:: Problem statement ::
Among the lines below, keep only those from the one containing "### Alternatives" through the one containing "I succeeded in", and reproduce them exactly.

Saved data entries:
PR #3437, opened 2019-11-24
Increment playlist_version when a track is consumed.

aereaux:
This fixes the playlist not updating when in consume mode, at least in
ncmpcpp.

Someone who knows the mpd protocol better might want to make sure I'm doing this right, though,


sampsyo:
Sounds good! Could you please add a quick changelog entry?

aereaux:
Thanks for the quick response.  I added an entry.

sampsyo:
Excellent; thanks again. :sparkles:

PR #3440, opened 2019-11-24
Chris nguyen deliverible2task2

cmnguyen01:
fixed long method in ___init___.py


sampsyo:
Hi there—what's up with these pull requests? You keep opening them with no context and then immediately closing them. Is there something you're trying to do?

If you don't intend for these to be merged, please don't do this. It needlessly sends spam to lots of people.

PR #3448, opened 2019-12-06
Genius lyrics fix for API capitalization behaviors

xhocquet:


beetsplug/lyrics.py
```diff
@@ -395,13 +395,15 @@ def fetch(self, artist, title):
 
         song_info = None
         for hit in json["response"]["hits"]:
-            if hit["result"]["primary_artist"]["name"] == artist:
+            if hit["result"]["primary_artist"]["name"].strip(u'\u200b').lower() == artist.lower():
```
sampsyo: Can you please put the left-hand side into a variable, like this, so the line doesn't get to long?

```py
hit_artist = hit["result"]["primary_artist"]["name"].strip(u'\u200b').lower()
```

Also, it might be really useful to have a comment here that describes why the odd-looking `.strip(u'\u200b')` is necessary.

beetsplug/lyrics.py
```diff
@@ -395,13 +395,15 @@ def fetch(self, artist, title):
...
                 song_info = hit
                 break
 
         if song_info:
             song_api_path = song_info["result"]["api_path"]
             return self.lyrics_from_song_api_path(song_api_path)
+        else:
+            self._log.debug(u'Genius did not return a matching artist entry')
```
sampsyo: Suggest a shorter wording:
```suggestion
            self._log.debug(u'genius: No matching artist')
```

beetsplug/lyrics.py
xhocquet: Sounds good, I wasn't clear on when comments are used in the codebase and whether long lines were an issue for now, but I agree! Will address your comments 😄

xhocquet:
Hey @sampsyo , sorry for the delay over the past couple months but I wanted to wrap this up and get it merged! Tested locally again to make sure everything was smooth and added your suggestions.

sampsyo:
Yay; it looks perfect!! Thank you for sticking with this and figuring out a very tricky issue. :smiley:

* * *

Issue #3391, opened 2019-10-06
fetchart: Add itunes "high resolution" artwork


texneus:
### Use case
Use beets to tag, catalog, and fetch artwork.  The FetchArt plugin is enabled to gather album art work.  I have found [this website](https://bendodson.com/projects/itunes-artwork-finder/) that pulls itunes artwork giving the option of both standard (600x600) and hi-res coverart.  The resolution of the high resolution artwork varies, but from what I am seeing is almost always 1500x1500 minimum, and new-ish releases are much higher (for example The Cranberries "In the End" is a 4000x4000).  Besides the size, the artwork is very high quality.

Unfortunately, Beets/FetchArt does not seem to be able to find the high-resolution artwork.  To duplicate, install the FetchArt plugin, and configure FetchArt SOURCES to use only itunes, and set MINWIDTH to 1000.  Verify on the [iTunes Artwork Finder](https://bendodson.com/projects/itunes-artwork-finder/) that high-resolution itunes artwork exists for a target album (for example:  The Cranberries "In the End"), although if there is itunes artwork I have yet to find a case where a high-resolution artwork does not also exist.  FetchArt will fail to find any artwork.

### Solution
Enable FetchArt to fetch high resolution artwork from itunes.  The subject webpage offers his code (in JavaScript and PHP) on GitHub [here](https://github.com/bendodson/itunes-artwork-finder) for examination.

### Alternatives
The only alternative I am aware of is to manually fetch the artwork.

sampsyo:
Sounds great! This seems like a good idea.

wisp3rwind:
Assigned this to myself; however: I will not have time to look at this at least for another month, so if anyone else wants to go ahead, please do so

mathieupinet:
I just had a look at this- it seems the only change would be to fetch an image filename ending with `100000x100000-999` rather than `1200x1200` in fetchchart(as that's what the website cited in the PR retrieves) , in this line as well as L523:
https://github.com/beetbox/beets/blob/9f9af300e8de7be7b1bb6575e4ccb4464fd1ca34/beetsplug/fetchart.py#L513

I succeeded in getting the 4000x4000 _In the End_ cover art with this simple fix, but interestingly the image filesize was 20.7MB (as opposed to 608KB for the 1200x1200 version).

==

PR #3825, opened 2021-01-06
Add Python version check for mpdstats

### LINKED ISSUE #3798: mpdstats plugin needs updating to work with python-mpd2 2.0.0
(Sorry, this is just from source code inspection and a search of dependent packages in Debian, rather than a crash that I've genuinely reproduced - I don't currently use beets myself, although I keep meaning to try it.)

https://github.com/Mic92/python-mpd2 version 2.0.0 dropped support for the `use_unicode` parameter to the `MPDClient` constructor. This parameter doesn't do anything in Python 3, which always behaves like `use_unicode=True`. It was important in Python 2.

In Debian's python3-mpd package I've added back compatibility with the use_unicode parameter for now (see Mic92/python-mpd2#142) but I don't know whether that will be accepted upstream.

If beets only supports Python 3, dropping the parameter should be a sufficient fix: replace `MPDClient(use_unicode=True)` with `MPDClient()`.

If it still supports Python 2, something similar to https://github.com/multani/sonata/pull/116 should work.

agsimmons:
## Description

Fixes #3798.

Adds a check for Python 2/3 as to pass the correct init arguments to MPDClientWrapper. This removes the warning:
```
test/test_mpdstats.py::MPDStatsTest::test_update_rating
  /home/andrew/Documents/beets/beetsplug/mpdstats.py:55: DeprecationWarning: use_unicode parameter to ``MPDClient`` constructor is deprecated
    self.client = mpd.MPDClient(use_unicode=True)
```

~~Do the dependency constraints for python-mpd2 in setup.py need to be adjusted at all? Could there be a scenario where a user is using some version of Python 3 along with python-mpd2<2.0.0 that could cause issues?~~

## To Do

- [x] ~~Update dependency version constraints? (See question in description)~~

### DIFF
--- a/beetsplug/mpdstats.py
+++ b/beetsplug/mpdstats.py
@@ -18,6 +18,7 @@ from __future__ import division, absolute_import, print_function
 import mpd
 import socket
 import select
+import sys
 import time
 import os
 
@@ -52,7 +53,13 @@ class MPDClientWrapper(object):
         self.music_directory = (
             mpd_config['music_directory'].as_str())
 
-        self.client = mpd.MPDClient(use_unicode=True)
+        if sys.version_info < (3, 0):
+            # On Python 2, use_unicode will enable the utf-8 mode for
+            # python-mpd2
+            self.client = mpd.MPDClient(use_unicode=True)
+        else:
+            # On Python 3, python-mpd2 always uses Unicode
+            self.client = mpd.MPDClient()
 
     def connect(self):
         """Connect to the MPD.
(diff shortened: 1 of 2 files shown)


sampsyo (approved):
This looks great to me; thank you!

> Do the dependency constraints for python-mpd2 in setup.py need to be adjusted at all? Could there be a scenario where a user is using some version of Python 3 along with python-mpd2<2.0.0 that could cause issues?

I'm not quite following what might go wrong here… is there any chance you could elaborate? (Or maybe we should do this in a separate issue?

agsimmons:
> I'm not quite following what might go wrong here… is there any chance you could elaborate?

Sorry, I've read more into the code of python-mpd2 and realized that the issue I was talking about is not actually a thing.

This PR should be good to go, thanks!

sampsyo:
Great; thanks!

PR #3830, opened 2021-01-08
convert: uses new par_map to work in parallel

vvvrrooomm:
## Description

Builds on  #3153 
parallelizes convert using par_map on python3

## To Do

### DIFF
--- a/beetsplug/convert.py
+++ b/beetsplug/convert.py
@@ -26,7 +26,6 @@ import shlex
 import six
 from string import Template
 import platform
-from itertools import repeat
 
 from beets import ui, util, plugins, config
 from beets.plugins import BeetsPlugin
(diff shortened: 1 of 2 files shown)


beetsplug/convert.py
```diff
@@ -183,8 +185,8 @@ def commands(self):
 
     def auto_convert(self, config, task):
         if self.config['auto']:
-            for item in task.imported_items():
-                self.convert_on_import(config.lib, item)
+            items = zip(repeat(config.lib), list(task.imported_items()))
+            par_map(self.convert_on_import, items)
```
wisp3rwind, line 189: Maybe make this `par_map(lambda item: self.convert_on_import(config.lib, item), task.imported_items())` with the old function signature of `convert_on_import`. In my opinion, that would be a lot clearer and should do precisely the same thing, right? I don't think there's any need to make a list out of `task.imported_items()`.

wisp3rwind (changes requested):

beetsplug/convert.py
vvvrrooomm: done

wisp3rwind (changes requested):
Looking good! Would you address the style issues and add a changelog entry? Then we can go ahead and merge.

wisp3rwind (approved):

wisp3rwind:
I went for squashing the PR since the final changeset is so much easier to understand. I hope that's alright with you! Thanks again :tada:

:: Result of the exercise ::
### Alternatives
The only alternative I am aware of is to manually fetch the artwork.

sampsyo:
Sounds great! This seems like a good idea.

wisp3rwind:
Assigned this to myself; however: I will not have time to look at this at least for another month, so if anyone else wants to go ahead, please do so

mathieupinet:
I just had a look at this- it seems the only change would be to fetch an image filename ending with `100000x100000-999` rather than `1200x1200` in fetchchart(as that's what the website cited in the PR retrieves) , in this line as well as L523:
https://github.com/beetbox/beets/blob/9f9af300e8de7be7b1bb6575e4ccb4464fd1ca34/beetsplug/fetchart.py#L513

I succeeded in getting the 4000x4000 _In the End_ cover art with this simple fix, but interestingly the image filesize was 20.7MB (as opposed to 608KB for the 1200x1200 version).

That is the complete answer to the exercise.